I am searching more information on these limits. Are there technical issues with exceeding these limits? If so, what are the technical issues encountered? Or, are these simply numbers that NVIDIA has not certified beyond yet? Would NVIDIA deny technical support if these limits are exceeded?
Thanks so much!
The numbers posted are based on tested limits. These tested limits are definitely related to the technical limitations of each hardware platform.
Each GRID card consumes a huge amount of power relative to other components in a server and also generates a significant amount of heat. The considerations at play here are can the power supplies provide enough power for these cards at full load and can the chassis the cards are installed in properly dissipate the heat generated by the cards.

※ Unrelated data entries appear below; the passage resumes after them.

PR #3381, opened 2026-06-18
Remove SKIP_SECURITY and create default resources in-process

### LINKED ISSUE #2860: Remove skip security flag from the product
Current SKIP_SECURITY Flag is used to create default resources in thunderID product. 
This needs to be removed while keeping the ability to create default resources. 

Suggested fix:
- Add a API Key param to the deployment.yaml
- Add a middleware to validate the API Key header for the mentioned value.
- This value needs to be securely handled in deployments

UdeshAthukorala:
### Purpose

Today the default resources (organization unit, user types, admin user, the system resource server, groups, roles, flows, the Console application, themes and translations) are created at install time in a pretty roundabout way: `setup.sh` boots a *temporary* server with `SKIP_SECURITY=true` and then `curl`s ~20 REST endpoints with no auth, after which the server is stopped and the real one is started.

The problem is `SKIP_SECURITY` itself. It's a blunt, server‑wide switch that turns off **both** authentication and authorization for every endpoint. It only exists to get around the bootstrap chicken‑and‑egg problem (you can't authenticate to create the first admin because there's no admin yet), but it's also wired into CI (`SKIP_SECURITY=true ./start.sh`) and exposed as a Helm value — so if it's ever left on, the whole management API is wide open.

This PR removes `SKIP_SECURITY` completely and seeds the default resources **in‑process** instead, through the normal service layer, using the same internal‑privilege path (`security.WithRuntimeContext`) that flow executors already use. No temporary server, no unauthenticated surface, and the server now *always* runs with security enabled.

Resolves the design discussion in #3242.
Fixes: https://github.com/thunder-id/thunderid/issues/2860

---
The `SKIP_SECURITY` environment variable and the Helm `deployment.skipSecurity` value are removed. The server no longer has any way to disable authentication/authorization.

#### 💥 Impact
Anyone setting `SKIP_SECURITY=true` (locally, in CI, or via Helm) to reach management APIs without a token will now get `401/403`. The bundled curl bootstrap scripts (`backend/cmd/server/bootstrap/01-default-resources.sh` / `.ps1`, `common.sh` / `.ps1`) are deleted.

#### 🔄 Migration Guide
- Drop `SKIP_SECURITY` from any scripts/CI and `deployment.skipSecurity` from Helm values — they no longer do anything.
- To seed resources, use the in‑process bootstrap instead of the curl scripts:
  - Packaged distribution: `./setup.sh` (unchanged), or `./start.sh --bootstrap` (seed only) / `./start.sh --bootstrap-and-serve` (seed then serve).
  - From source: `go run -C backend/cmd/server . bootstrap`.
- Custom Helm bootstrap (`bootstrap.scripts` / `bootstrap.configMap`) now takes **resource definition files** (YAML/JSON) mounted into `/opt/thunderid/bootstrap/`, not shell scripts.

---

### Approach

The core idea: add a `thunderid bootstrap` subcommand that loads a templated YAML resource bundle and hands it to the **existing import service** (`internal/system/importer`). I deliberately didn't reimplement per‑resource creation — the import engine already gives us dependency ordering, idempotent upsert, cross‑reference resolution (e.g. remapping the Console app's `authFlowId`/`registrationFlowId`), credential handling and service‑layer validation for free. The orchestrator just reads the bundle, injects a few template variables (admin creds, public URL), and calls `ImportResources` under a runtime context.

`setup.sh` is intentionally **kept** as the entry point so every call site (docker‑compose, both Helm charts, the test harnesses, docs) stays valid — only its internals changed: it now delegates to `start.sh --bootstrap`.

**Before vs after**

```mermaid
flowchart LR
  subgraph before[Before: SKIP_SECURITY=true]
    S1[setup.sh] -->|starts temp server| TS[(thunderid server\nauth DISABLED)]
    S1 -->|runs| BS[01-default-resources.sh\ncurl, no auth]
    BS -->|HTTP POST x20| TS
    S1 -->|stops| TS
  end
  subgraph after[After: no security bypass]
    S2[setup.sh\nkept] -->|start.sh --bootstrap| B[thunderid bootstrap\none-shot, no HTTP]
    B --> ORCH[bootstrap.Run\nload YAML bundle + variables]
    ORCH -->|reads| FILES[/bootstrap/01-default-resources.yaml/]
    ORCH -->|ImportResources, runtime ctx| IMP[import service\norder + upsert + ref-resolve]
    IMP --> SVC[(service layer)]
    SVC --> DB[(database)]
  end
```

**What the bootstrap one-shot does**

```mermaid
sequenceDiagram
  participant CLI as main.go (arg "bootstrap")
  participant Init as service init (DB, cache, services)
  participant Orch as bootstrap.Run
  participant Imp as import service
  participant Svc as service layer

  CLI->>Init: init config + DB + services (no HTTP listener)
  Init-->>CLI: ServiceRegistry{ Import }
  CLI->>Orch: Run(WithRuntimeContext(ctx), registry, opts)
  Orch->>Orch: load YAML bundle from bootstrap dir
  Orch->>Imp: ImportResources(content, variables, upsert=true)
  Imp->>Imp: resolve templates, parse docs, order by dependency
  loop each document (ordered)
    Imp->>Svc: create/upsert (runtime ctx -> authz granted)
  end
  Imp-->>Orch: per-document outcomes
  Orch-->>CLI: exit 0 on success, non-zero on failure
```

**Authorization after the change** — the old `IsSecuritySkipped` short‑circuit in `sysauthz` is gone; internal seeding flows through the existing runtime‑context check, and everything else goes through the real checks:

```mermaid
flowchart TD
  A[sysauthz.IsActionAllowed] --> C{IsRuntimeContext?}
  C -- yes --> G[GRANT]
  C -- no --> D{authenticated, system perm, owner, sufficient perm, policies}
  D -- ok --> G
  D -- no --> Y[DENY]
```

**Key design decisions**

- **Reuse the import service** rather than hand‑porting the 1,588‑line shell script. Less code, and ordering/upsert/reference‑resolution are already battle‑tested.
- **Single bundle file** at `backend/cmd/server/bootstrap/01-default-resources.yaml` — a multi‑document YAML (24 docs) in dependency/creation order: `organization_unit → user_type (Person + agent) → resource_server (+ resources/actions) → flow ×9 → theme ×6 → application (Console) → user (admin) → group → role → translation`. Resource docs use Go‑template placeholders; flow/theme/translation docs carry **fixed ids** so re‑runs upsert idempotently.
- **`setup.sh` kept; new `--bootstrap-and-serve`.** `start.sh` gains `--bootstrap` (seed then exit, used by `setup.sh`) and `--bootstrap-and-serve` (seed then serve — handy for local/dev). The deployment topology (db‑init → setup → server) is unchanged.

```
backend/internal/system/bootstrap/
  registry.go         # ServiceRegistry{ Import importer.ImportServiceInterface }
  orchestrator.go     # Run: load bundle -> ImportResources -> check outcomes
  orchestrator_test.go
backend/cmd/server/
  bootstrap_cmd.go    # `thunderid bootstrap` subcommand (flags/env, teardown)
backend/cmd/server/bootstrap/
  01-default-resources.yaml   # the default-resource bundle
```

| `start.sh` invocation | Behavior |
|---|---|
| `./start.sh` | Serve only |
| `./start.sh --bootstrap` | Seed default resources in‑process, then exit (used by `setup.sh`) |
| `./start.sh --bootstrap-and-serve` | Seed once, then start the server (local/dev) |

The Windows scripts (`setup.ps1` / `start.ps1` / `build.ps1`) were updated to match, and the Helm `bootstrap.scripts` / `configMap` feature was repurposed to mount resource‑definition files into the bootstrap directory.

### Related Issues
- #3242

### Related PRs
- N/A

### Checklist
- [x] Documentation provided. (Updated `docs/.../configure-and-run.mdx`, `development-pipeline.mdx`, `debugging.mdx`, `get-thunderid.mdx`, and `install/helm/README.md`.)
- [x] Tests provided.
    - [x] Unit Tests (new `bootstrap/orchestrator_test.go`; updated `security`/`sysauthz`/`cmd/server` tests)
    - [ ] Integration Tests (covered by the existing extracted‑product setup flow)

### Security checks

---

#### Verification
Backend `build` / `vet` / `gofmt` / `golangci-lint` (0 issues) and the full unit‑test suite pass. End‑to‑end against SQLite the bootstrap creates **24 resources** and is idempotent on re‑run (fixed‑id upsert), with security enabled throughout (authorized only via the runtime context). `helm template` renders cleanly with no `SKIP_SECURITY`. Windows scripts were ported but should be validated by the `windows-build-validation` CI job.

## Summary by CodeRabbit

* **New Features**
  * Added in-process bootstrap subcommand for creating default resources without disabling security.
  * Added `--bootstrap` and `--bootstrap-and-serve` modes to startup scripts for flexible initialization.

* **Bug Fixes**
  * Security enforcement is now always enabled; removed insecure `SKIP_SECURITY` bypass mechanism.

* **Documentation**
  * Updated guides and helm charts to reflect new bootstrap workflow using resource definitions instead of scripts.


.github/workflows/pr-builder.yml
```diff
@@ -661,7 +657,7 @@ jobs:
         run: |
           cd tests/e2e/server
           ./setup.sh
-          SKIP_SECURITY=true ./start.sh &
+          ./start.sh &
```
rajithacharith, line 660: do we need to pass the flag here to load the resources?

backend/cmd/server/main.go
```diff
@@ -88,7 +88,16 @@ func main() {
...
 
 	// Register the services.
-	jwtService, runtimeCryptoSvc := registerServices(mux, cacheManager)
+	jwtService, runtimeCryptoSvc, bootstrapRegistry := registerServices(mux, cacheManager)
+
+	// When invoked as the bootstrap one-shot (`thunderid bootstrap`), create the
+	// default resources in-process and exit without starting the HTTP server.
+	if isBootstrapInvocation() {
+		if !runBootstrap(ctx, logger, serverHome, bootstrapRegistry, cacheManager) {
+			os.Exit(1)
```
rajithacharith, line 90: Proper logs needs to be added to the os.Exit(1) scenario mentioning why this was failed

backend/internal/system/bootstrap/orchestrator.go
```diff
@@ -0,0 +1,183 @@
...
+	"github.com/thunder-id/thunderid/internal/system/log"
+	"github.com/thunder-id/thunderid/internal/system/security"
+)
+
+// Options configures a bootstrap run.
+type Options struct {
+	// DefaultsDir is the directory holding the resource definition bundle.
+	DefaultsDir string
+	// AdminUsername and AdminPassword are the credentials for the default admin user.
+	AdminUsername string
```
rajithacharith: Do we need to handle this specially? 
Can we use {{ .ADMIN_USERNAME}} and {{.ADMIN_PASSWORD}} templating capability in the yaml and get them from the environment variables?

backend/internal/system/bootstrap/registry.go
```diff
@@ -0,0 +1,38 @@
...
+	"github.com/thunder-id/thunderid/internal/system/importer"
+)
+
+// ServiceRegistry holds the services the bootstrap orchestrator needs. The import
+// service performs ordered, idempotent (upsert) creation of every resource type,
+// including cross-reference resolution (e.g. the Console application's flow IDs),
+// so it is the only dependency required. It is assembled at the composition root
+// (registerServices) so the server and the bootstrap subcommand share the wiring.
+type ServiceRegistry struct {
+	Import importer.ImportServiceInterface
```
rajithacharith: Do we need this struct? Can't we directly use importer service?

.github/workflows/pr-builder.yml
UdeshAthukorala: No, the flag isn't needed here. The previous step (`./setup.sh`) already creates the default resources via the in-process bootstrap, so the server doesn't need security disabled at startup for that.

`SKIP_SECURITY=true` was only being used so the **sample app** `/import` calls in the next step could run without authentication. Now that `SKIP_SECURITY` is removed, those imports require an `Authorization` header — so I added the `🔑 Obtain Admin Access Token` step that fetches an admin token (OAuth2 auth code + PKCE via the CONSOLE app, authenticating the bootstrapped admin user), and the `/import` and `/applications` calls now pass it as a `Bearer` token.

backend/cmd/server/main.go
UdeshAthukorala: Fixed with https://github.com/thunder-id/thunderid/compare/07b10b2e68616ef9bbca663a7d0afadae6dafe43..b068473ab0177e9527426505904aedd38e4e93b1. `runBootstrap` now returns an `error`, and `main.go` logs it before exiting: `In-process bootstrap failed; exiting` with the underlying reason (and logs success on the happy path). So the `os.Exit(1)` path always explains why.

backend/internal/system/bootstrap/orchestrator.go
UdeshAthukorala: Fixed with https://github.com/thunder-id/thunderid/compare/07b10b2e68616ef9bbca663a7d0afadae6dafe43..b068473ab0177e9527426505904aedd38e4e93b1. The orchestrator now runs the bundle through `utils.SubstituteEnvironmentVariables` (the same helper the server config and declarative resources already use), so the YAML resolves `{{ .ADMIN_USERNAME }}`, `{{ .ADMIN_PASSWORD }}` and `{{ .PUBLIC_URL }}` from the environment. The special `AdminUsername`/`AdminPassword`/`PublicURL` fields are gone — `Options` is just `DefaultsDir` now. The subcommand exports those env vars before running (flags > env > defaults; `PUBLIC_URL` defaults to the configured server URL).

backend/internal/system/bootstrap/registry.go
UdeshAthukorala: Removed with https://github.com/thunder-id/thunderid/compare/07b10b2e68616ef9bbca663a7d0afadae6dafe43..b068473ab0177e9527426505904aedd38e4e93b1. `registerServices` now returns `importer.ImportServiceInterface` directly and `bootstrap.Run(ctx, importSvc, opts)` takes it, so the single-field `ServiceRegistry` struct (and `registry.go`) is gone.

start.sh
```diff
@@ -165,10 +186,13 @@ load_env_file() {
...
-check_port $BACKEND_PORT "${PRODUCT_NAME} server"
-if [ "$DEBUG_MODE" = "true" ]; then
-    check_port $DEBUG_PORT "Debug server"
+# Check if ports are available. The bootstrap one-shot does not bind the server
+# port, so the check is skipped in that mode.
+if [ "$BOOTSTRAP_MODE" != "true" ]; then
+    check_port $BACKEND_PORT "${PRODUCT_NAME} server"
+    if [ "$DEBUG_MODE" = "true" ]; then
+        check_port $DEBUG_PORT "Debug server"
+    fi
```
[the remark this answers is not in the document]
UdeshAthukorala: Good catch — quoted `"$BACKEND_PORT"` and `"$DEBUG_PORT"` in the `check_port` calls. Fixed.

build.ps1
```diff
@@ -1580,73 +1580,35 @@ function Run {
...
+    Write-Host "⚙️  Creating default resources..."
     Write-Host ""
-    
-    # Wait for server to be ready
-    $MAX_RETRIES = 30
-    $RETRY_INTERVAL = 2
-    $retries = 0
-    
-    # Configure TLS to use modern protocols (required for HTTPS requests on Windows)
+    $env:PUBLIC_URL = $BASE_URL
```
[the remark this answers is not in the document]
UdeshAthukorala: Valid — bootstrap seeds persisted external URLs, so it should use the resolved `$PUBLIC_URL` (which respects `public_hostname`), not `$BASE_URL`. Fixed here, and applied the same fix to the equivalent line in `build.sh` to keep both scripts consistent.

docs/content/guides/getting-started/get-thunderid.mdx
```diff
@@ -85,6 +85,33 @@ Launch the <ProductName /> server:
 </TabItem>
 </Tabs>
 
+:::tip Seed and start in one step
+For local and development setups you can combine both steps with the
+`--bootstrap-and-serve` flag — it creates the default resources (only if they
+don't already exist) and then starts the server:
```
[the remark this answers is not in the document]
UdeshAthukorala: Agreed — the bootstrap upserts (create-or-update), so the create-only wording was inaccurate. Reworded to: "creates or updates the default resources as needed (idempotent, so it's safe to re-run)".

start.ps1
```diff
@@ -301,54 +336,76 @@ try {
...
+            $proc = Start-Process -FilePath $serverExecPath -ArgumentList $resourcesArgs -WorkingDirectory $scriptDir -NoNewWindow -PassThru
+        }
 
-    Write-Host "Press Ctrl+C to stop the server."
+        Write-Host ""
+        Write-Host "[INFO] Server running. PID: $($proc.Id)"
+        Write-Host ""
+        Write-Host "[INFO] Frontend Apps:"
+        Write-Host "   [GATE] Gate (Login/Register): $BACKEND_PORT/gate"
+        Write-Host "   [DEV]  Console (System Management): $BACKEND_PORT/console"
```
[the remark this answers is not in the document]
UdeshAthukorala: Fixed — the URLs now include scheme and host (`https://localhost:$BACKEND_PORT/gate` and `/console`), matching the convention already used in `start.sh`.

start.sh
```diff
@@ -47,6 +50,22 @@ while [[ $# -gt 0 ]]; do
...
+        --bootstrap-and-serve)
+            # Run the in-process bootstrap one-shot first, then start the long-running
+            # server (convenient for local/dev: seed once, then serve).
+            BOOTSTRAP_AND_SERVE=true
+            shift
+            ;;
+        --console-redirect-uris)
+            BOOTSTRAP_EXTRA_ARGS+=(--console-redirect-uris "$2")
+            shift 2
+            ;;
```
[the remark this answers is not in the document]
UdeshAthukorala: Skipping for now to stay consistent with the rest of the parser — the other value-taking flags in this script (`--debug-port`, `--port`, `--env`) don't validate `$2` either. If we want this guard, it'd be better added uniformly across all of them rather than just this one.

rajithacharith (dismissed):

rajithacharith (approved):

I would NOT recommend exceeding the posted guidelines. It’s possible that you could get the cards to work but you risk causing significant damage to the server or the cards if you experience a failure, especially with heat dissipation.
Good answer, Mike! Thank you!
In addition to Mike’s observations, you’ll also find limits in the SBIOS on the server mainboard which in addition cooling, space and power will also restricts the card count. This is one reason why sometimes you’ll see a chassis that can take 3 x K2’s but only 2 x K1’s due to what can be addressed.
FYI the certification process is done jointly with the OEM’s who select which servers to certify and then work through the process.